The Initiative vs. Legislative Process
Initiative 20, (appearing on the 2016 Ballot as Amendment 69), is an example of Colorado’s flawed initiative process. Initiative 20 needed only 86,492 signatures to get on the Ballot, but received 158,831 signatures. This demonstrates the ease with which it got on the Ballot and a level of support for Amendment 69.
Amendment 69 is really in the form of a new statutory act. Ordinarily, such legislative proposals take the form of a bill with a legislative sponsor, committee assignment, public comment and discussion and debate that allows for amendment, etc., before it is passed and potentially enacted by signature of the Governor. Amendment 69 would never have appeared in ordinary legislative process as it appears on the Ballot. Instead, as an initiative, Amendment 69 is non-legislation that alters the Colorado Constitution through a simple popular vote.

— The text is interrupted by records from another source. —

PR #11279, opened 2025-11-17
chore: remove usage of the prefer-global rules

### LINKED ISSUE #11272: Remove usage of n/prefer-global rules across the monorepo
For runtime compatibility purposes.

didinele:
should I have ignored api-extractor?

Closes #11272


packages/create-discord-bot/bin/index.ts
```diff
@@ -1,7 +1,3 @@
-#!/usr/bin/env node
```
Qjuh, line 1: why was the shebang removed?

packages/scripts/src/generateIndex.ts
```diff
@@ -1,6 +1,5 @@
 import { stat, mkdir, writeFile } from 'node:fs/promises';
 import { join } from 'node:path';
-import { cwd } from 'node:process';
```
Qjuh, line 3: I'd keep this one here

packages/scripts/src/generateSplitDocumentation.ts
```diff
@@ -1,6 +1,5 @@
 import { mkdir, stat, writeFile } from 'node:fs/promises';
 import { join } from 'node:path';
-import { cwd } from 'node:process';
```
Qjuh, line 3: ditto

packages/scripts/src/populateDevDatabaseBranch.ts
```diff
@@ -1,5 +1,4 @@
 import { readFile } from 'node:fs/promises';
-import process, { cwd } from 'node:process';
```
Qjuh, line 2: ditto, for the destructure

Qjuh (commented):
including api-extractor in this change is correct

packages/create-discord-bot/bin/index.ts
didinele: I'm not sure, an eslint rule fired on it. Gonna look into it

packages/scripts/src/generateIndex.ts
didinele: Requires disabling the rule for that line, are we okay with that? The alternative is
```ts
const { cwd } = process;
```

but that also requires a rule disable because of unbound methods

packages/create-discord-bot/bin/index.ts
didinele: Looks like those files had a bunch of lint errors but eslint never really ran on them. Fixed it up

packages/scripts/src/generateIndex.ts
Qjuh: In that case I retract my comment, your change seems fine.

Jiralite (approved):

almeidx (changes requested):
When I suggested removing the imports from built-ins, I was referring to standard globals (`URL`, `URLSearchParams`, `Blob`, etc.).

I think we should keep the node-specific things imported still. While they will (probably) work on other runtimes without the explicit import, I think it's better in this case to have an explicit import so it's extremely clear that we are expecting the implementation from/for node.

***

Additionally, I found some other globals which are still being imported while skimming over: `File`, `Blob`, and `performance`.

didinele:
> Additionally, I found some other globals which are still being imported while skimming over: File, Blob, and performance.

Unfortunately, there's no ESLint rules for those. Even so

- I could not find any instances of `File` being imported. Maybe my search was improper?
- `Blob` in only imported within `REST` once for undici request, removing it poses the following problem:

```ts
Argument of type 'Blob' is not assignable to parameter of type 'BodyInit | undefined'.
  Property 'slice' is missing in type 'Blob' but required in type 'import("buffer").Blob'.
```

where `BodyInit` is a type referenced from undici. Probably for the best we keep that import

- `performance` ✅

packages/ws/src/ws/WebSocketShard.ts
```diff
@@ -2,8 +2,6 @@ import { Buffer } from 'node:buffer';
 import { once } from 'node:events';
 import { clearInterval, clearTimeout, setInterval, setTimeout } from 'node:timers';
```
almeidx: Let's remove these too. The exception being imports from `node:timers/promises`

packages/voice/__mocks__/rtp.ts
```diff
@@ -1,5 +1,3 @@
-import { Buffer } from 'node:buffer';
```
almeidx, line 1: This should stay

packages/create-discord-bot/template/JavaScript/src/index.js
```diff
@@ -1,5 +1,3 @@
-import process from 'node:process';
```
almeidx, line 1: This should stay

packages/create-discord-bot/template/JavaScript/src/util/deploy.js
```diff
@@ -1,5 +1,3 @@
-import process from 'node:process';
```
almeidx, line 1: This should stay

packages/create-discord-bot/bin/index.ts
```diff
@@ -1,7 +1,5 @@
 #!/usr/bin/env node
 
-// eslint-disable-next-line n/shebang
-import process from 'node:process';
```
almeidx, line 4: This should stay

packages/discord.js/test/messages.js
```diff
@@ -1,10 +1,8 @@
 'use strict';
 
-const { Buffer } = require('node:buffer');
 const { createReadStream } = require('node:fs');
 const { readFile } = require('node:fs/promises');
 const path = require('node:path');
-const process = require('node:process');
```
almeidx, line 7: These should stay

packages/discord.js/test/sendtest.js
```diff
@@ -1,15 +1,13 @@
 'use strict';
 
-const { Buffer } = require('node:buffer');
 const fs = require('node:fs');
 const path = require('node:path');
-const process = require('node:process');
```
almeidx, line 6: These should stay

packages/discord.js/test/shard.js
```diff
@@ -1,10 +1,9 @@
 'use strict';
 
-const process = require('node:process');
```
almeidx, line 3: This should stay

packages/discord.js/test/sharder.js
```diff
@@ -1,6 +1,5 @@
 'use strict';
 
-const process = require('node:process');
```
almeidx, line 3: This should stay

packages/discord.js/test/tester1000.js
```diff
@@ -1,6 +1,5 @@
 'use strict';
 
-const process = require('node:process');
```
almeidx, line 3: This should stay

packages/discord.js/test/tester2000.js
```diff
@@ -1,6 +1,5 @@
 'use strict';
 
-const process = require('node:process');
```
almeidx, line 3: This should stay

packages/discord.js/test/webhooktest.js
```diff
@@ -1,6 +1,5 @@
 'use strict';
 
-const { Buffer } = require('node:buffer');
```
almeidx, line 3: This should stay

packages/voice/__mocks__/rtp.ts
```diff
@@ -1,9 +1,9 @@
...
-
 // The following constants are silence packets collected from various platforms because Discord did not previously send header extensions
 // The header extension (extra data in decrypted vs opusFrame) can be detected in the position of {encrypted.subarray(12,14)} if it is equal to 0xbe,0xde
 // The header extension length will then follow as an integer and can be removed from the decrypted data (see ../src/receive/VoiceReceiver.ts:parsePacket)
 
+import { Buffer } from 'node:buffer';
```
almeidx: Should be at the top of the file, where it used to be. Otherwise LGTM

didinele:
@coderabbitai review

iCrawl (approved):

The proponents of Amendment 69 spent a great deal of money getting it on the Ballot and may not have the resources to advocate further for its passage. Virtually all business organizations oppose Amendment 69 for reasons identified above. Further, former Democratic Governor Bill Ritter, and current Democratic Governor John Hickenlooper do not support Amendment 69. Very limited polling data shows stronger than expected support for this Amendment. In this unique election cycle, it is difficult to forecast whether or not this will pass since it is connected to the demographics of the people coming out to vote.